[Stored data]

PR #15575, opened 2022-09-28
test(client): unskip 8832

Jolg42:
Currently fails (see logs)


Jolg42:
Will be "fixed" in https://github.com/prisma/prisma/pull/15563

PR #15677, opened 2022-10-05
feat(client): foundation for extension implementation

millsp:
This is a base code, on which we will base our future client extensions implementation. Implements basic functionality for `$extends` function and some basic types for extension.


packages/client/src/runtime/getPrismaClient.ts
```diff
@@ -303,38 +300,10 @@ const actionOperationMap = {
   aggregateRaw: 'query',
 }
 
-const TX_ID = Symbol.for('prisma.client.transaction.id')
-
-// TODO improve all these types, need a common place to share them between type
-// gen and this. This will be relevant for type gen tech debt refactor
-export interface Client {
```
SevInf, line 310: Nice

packages/client/src/runtime/core/request/createRequestProxy.ts
```diff
@@ -0,0 +1,43 @@
...
+      if (proxyOptions?.forbiddenProps?.includes(prop as string)) return undefined
+
+      // we override and handle every function call within the proxy
+      if (typeof target[prop] === 'function') {
+        return (...args: unknown[]) => {
+          // we hijack promise calls to pass txId to prisma promises
+          if (prop === 'then') return target[prop](args[0], args[1], proxyOptions)
+          if (prop === 'catch') return target[prop](args[0], proxyOptions)
+          if (prop === 'finally') return target[prop](args[0], proxyOptions)
+          if (prop === '$extends') return target[prop](args[0], proxyOptions)
```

• [YOUR OBJECTIVE]: Each line above that has the word "const" must be copied.

• [RESPONSE TO THIS EXERCISE]:
@@ -303,38 +300,10 @@ const actionOperationMap = {
-const TX_ID = Symbol.for('prisma.client.transaction.id')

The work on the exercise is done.